PR #73, opened 2026-04-15
fix(scripts): improve install reliability for fresh server deployment

mando222:
## Summary
- **Fix inline comments in `env.example`** that broke `source .env` — daemon crashed with `ValueError` when parsing values like `"300"  # 5 minutes`
- **Add `pg_trgm` extension** to `database/init/01_init_schema.sql` — backend reported `database_available: false` because GIN index creation failed
- **Fix `.env` parsing in `scripts/start_database.sh`** — replaced fragile `export $(cat .env | xargs)` with `set -a; source .env; set +a`
- **Add `BIND_HOST` env var** to `start_daemon.sh` and `start_web.sh` — defaults to `127.0.0.1`, set to `0.0.0.0` for remote/VM deployments
- **Add prerequisite checks** (Docker, Node.js 18+, npm, python3-venv) to `setup_dev.sh`, `start_daemon.sh`, and `start_web.sh`

## Test plan
- [ ] Run `bash -n` syntax check on all modified scripts
- [ ] `source env.example` in a clean shell — verify no parse errors
- [ ] Fresh clone + `./setup_dev.sh` on a machine missing Docker — verify clear error message
- [ ] `BIND_HOST=0.0.0.0 ./start_daemon.sh` — verify backend listens on all interfaces
- [ ] Fresh PostgreSQL container picks up `pg_trgm` from init SQL


G-r-ay (approved):
There would be concerns about the addition of the pg_trgm extension without migration, but I think that's maybe overkill right now

mando222:
@claude — addressed all three issues you flagged in commit edd45e5:

1. **`setup_dev.sh` wrong filename** — changed `cp .env.example .env` → `cp env.example .env`. The repo file has no leading dot, so the `cp` failed under `set -e` on every fresh clone.

2. **`BIND_HOST` silently overwritten by `source .env`** — both `start_daemon.sh` and `start_web.sh` now save the caller-supplied `BIND_HOST` before sourcing `.env` and restore it afterward. `BIND_HOST=0.0.0.0 ./start_daemon.sh` now actually binds to all interfaces as documented.

3. **Node.js warning doesn't suppress frontend startup** — introduced `SKIP_FRONTEND` flag in both `start_daemon.sh` and `start_web.sh`. When node is absent or <v18, the flag is set to `1` and both the npm-install block and frontend-start block are guarded by it, so the script no longer contradicts its own warning.

All three scripts pass `bash -n` syntax checks; BIND_HOST override/default logic verified in isolated shell tests.

PR #160, opened 2026-04-27
Remove spaces around equals signs

glennbarrett:
The spaces around the equals signs in the example .env file were causing the source command to fail with "Command Not Found" for all the variable names, since it thought they were commands.


mando222 (approved):

mando222:
Thank you so much for the PR! It has been merged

━━━━━━━━━━━━━━━━━━━━━━━━━━━━━━

Repeat exactly, and only, the run of lines from the start of the material above through the line that holds "no parse errors".

PR #73, opened 2026-04-15
fix(scripts): improve install reliability for fresh server deployment

mando222:
## Summary
- **Fix inline comments in `env.example`** that broke `source .env` — daemon crashed with `ValueError` when parsing values like `"300"  # 5 minutes`
- **Add `pg_trgm` extension** to `database/init/01_init_schema.sql` — backend reported `database_available: false` because GIN index creation failed
- **Fix `.env` parsing in `scripts/start_database.sh`** — replaced fragile `export $(cat .env | xargs)` with `set -a; source .env; set +a`
- **Add `BIND_HOST` env var** to `start_daemon.sh` and `start_web.sh` — defaults to `127.0.0.1`, set to `0.0.0.0` for remote/VM deployments
- **Add prerequisite checks** (Docker, Node.js 18+, npm, python3-venv) to `setup_dev.sh`, `start_daemon.sh`, and `start_web.sh`

## Test plan
- [ ] Run `bash -n` syntax check on all modified scripts
- [ ] `source env.example` in a clean shell — verify no parse errors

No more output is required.